Which lines below contain "Ghostty"? Copy every one of them.

=== Dataset content ===

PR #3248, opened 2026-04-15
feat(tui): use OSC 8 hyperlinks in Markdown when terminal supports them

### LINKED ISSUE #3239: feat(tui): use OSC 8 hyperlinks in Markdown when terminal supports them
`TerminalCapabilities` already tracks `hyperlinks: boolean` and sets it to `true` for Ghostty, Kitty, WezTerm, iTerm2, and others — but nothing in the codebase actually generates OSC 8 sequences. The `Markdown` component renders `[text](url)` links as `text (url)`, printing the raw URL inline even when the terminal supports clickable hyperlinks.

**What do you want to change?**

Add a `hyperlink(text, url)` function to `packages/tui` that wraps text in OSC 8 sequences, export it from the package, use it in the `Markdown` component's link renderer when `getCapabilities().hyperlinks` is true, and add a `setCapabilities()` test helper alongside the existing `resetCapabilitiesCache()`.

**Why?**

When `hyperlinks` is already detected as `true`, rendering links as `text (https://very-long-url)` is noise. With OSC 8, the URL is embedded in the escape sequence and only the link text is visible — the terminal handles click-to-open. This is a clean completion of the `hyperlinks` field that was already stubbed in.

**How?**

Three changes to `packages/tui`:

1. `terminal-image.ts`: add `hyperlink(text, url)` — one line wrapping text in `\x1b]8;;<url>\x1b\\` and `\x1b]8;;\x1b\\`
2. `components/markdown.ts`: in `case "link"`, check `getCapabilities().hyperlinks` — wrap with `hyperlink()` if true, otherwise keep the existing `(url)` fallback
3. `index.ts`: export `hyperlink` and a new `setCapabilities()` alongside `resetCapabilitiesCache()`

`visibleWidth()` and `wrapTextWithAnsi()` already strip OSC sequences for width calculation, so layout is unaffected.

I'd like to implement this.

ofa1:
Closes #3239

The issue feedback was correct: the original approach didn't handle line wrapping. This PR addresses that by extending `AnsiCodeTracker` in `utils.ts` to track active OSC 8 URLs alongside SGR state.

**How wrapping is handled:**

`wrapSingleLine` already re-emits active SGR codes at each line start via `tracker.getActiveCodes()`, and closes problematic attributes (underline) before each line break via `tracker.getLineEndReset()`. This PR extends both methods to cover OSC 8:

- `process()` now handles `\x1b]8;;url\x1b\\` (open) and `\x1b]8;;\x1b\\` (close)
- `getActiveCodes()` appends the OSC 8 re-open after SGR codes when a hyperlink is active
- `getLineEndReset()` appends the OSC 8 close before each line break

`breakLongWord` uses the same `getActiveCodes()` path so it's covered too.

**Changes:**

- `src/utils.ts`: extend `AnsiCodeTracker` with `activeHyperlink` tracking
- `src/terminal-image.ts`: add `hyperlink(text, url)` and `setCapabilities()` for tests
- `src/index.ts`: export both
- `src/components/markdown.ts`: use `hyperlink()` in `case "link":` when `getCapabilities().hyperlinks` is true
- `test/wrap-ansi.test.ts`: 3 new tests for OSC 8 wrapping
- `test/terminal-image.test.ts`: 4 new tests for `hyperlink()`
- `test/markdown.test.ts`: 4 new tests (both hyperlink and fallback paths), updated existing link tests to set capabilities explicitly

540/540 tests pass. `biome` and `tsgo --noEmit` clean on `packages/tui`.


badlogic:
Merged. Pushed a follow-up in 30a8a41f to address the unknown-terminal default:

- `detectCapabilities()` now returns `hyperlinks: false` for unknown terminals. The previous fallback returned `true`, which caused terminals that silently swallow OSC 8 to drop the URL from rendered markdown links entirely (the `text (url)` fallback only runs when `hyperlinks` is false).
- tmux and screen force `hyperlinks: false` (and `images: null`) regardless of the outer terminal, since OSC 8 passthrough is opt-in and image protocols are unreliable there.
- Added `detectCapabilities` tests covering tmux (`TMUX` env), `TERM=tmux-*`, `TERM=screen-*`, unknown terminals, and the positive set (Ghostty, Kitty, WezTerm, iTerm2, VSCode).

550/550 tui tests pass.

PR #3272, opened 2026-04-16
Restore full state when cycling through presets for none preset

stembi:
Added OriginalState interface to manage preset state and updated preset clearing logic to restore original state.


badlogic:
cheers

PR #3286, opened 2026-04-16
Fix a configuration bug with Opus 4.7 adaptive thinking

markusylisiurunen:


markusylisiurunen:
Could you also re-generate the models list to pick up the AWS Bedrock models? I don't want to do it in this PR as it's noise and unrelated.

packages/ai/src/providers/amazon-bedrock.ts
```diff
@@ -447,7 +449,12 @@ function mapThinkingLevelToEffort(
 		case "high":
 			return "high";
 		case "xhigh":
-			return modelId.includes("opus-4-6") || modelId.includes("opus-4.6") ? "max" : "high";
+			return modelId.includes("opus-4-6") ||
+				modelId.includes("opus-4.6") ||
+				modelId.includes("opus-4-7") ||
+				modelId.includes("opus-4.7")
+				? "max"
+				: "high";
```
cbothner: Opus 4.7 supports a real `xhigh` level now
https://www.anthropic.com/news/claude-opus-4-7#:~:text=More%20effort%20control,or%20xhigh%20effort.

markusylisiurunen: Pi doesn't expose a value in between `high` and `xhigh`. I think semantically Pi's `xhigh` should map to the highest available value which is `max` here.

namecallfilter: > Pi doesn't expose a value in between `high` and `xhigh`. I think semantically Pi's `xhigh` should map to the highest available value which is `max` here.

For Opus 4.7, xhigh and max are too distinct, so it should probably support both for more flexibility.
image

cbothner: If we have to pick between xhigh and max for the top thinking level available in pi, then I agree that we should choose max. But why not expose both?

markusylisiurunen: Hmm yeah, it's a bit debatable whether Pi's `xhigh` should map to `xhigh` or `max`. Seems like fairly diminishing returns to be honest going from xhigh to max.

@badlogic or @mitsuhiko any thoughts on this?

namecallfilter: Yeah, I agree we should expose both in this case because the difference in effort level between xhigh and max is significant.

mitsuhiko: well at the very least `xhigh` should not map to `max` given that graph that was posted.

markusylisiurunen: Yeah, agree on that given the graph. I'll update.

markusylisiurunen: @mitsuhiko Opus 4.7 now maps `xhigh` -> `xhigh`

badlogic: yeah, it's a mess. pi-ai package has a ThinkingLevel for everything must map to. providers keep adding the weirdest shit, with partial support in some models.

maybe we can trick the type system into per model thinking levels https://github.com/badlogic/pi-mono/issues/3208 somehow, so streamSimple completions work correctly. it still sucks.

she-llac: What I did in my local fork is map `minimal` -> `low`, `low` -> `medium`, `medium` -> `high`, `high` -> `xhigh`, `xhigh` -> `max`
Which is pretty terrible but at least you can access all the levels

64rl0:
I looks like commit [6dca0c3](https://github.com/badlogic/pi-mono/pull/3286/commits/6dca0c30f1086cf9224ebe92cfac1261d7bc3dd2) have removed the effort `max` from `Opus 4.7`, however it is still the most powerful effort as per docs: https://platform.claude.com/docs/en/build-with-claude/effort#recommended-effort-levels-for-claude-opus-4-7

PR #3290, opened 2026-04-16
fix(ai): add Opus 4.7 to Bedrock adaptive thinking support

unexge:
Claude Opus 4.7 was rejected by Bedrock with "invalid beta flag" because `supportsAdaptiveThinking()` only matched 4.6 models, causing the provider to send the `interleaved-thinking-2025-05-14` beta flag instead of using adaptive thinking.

===

### Answer to this task
`TerminalCapabilities` already tracks `hyperlinks: boolean` and sets it to `true` for Ghostty, Kitty, WezTerm, iTerm2, and others — but nothing in the codebase actually generates OSC 8 sequences. The `Markdown` component renders `[text](url)` links as `text (url)`, printing the raw URL inline even when the terminal supports clickable hyperlinks.
- Added `detectCapabilities` tests covering tmux (`TMUX` env), `TERM=tmux-*`, `TERM=screen-*`, unknown terminals, and the positive set (Ghostty, Kitty, WezTerm, iTerm2, VSCode).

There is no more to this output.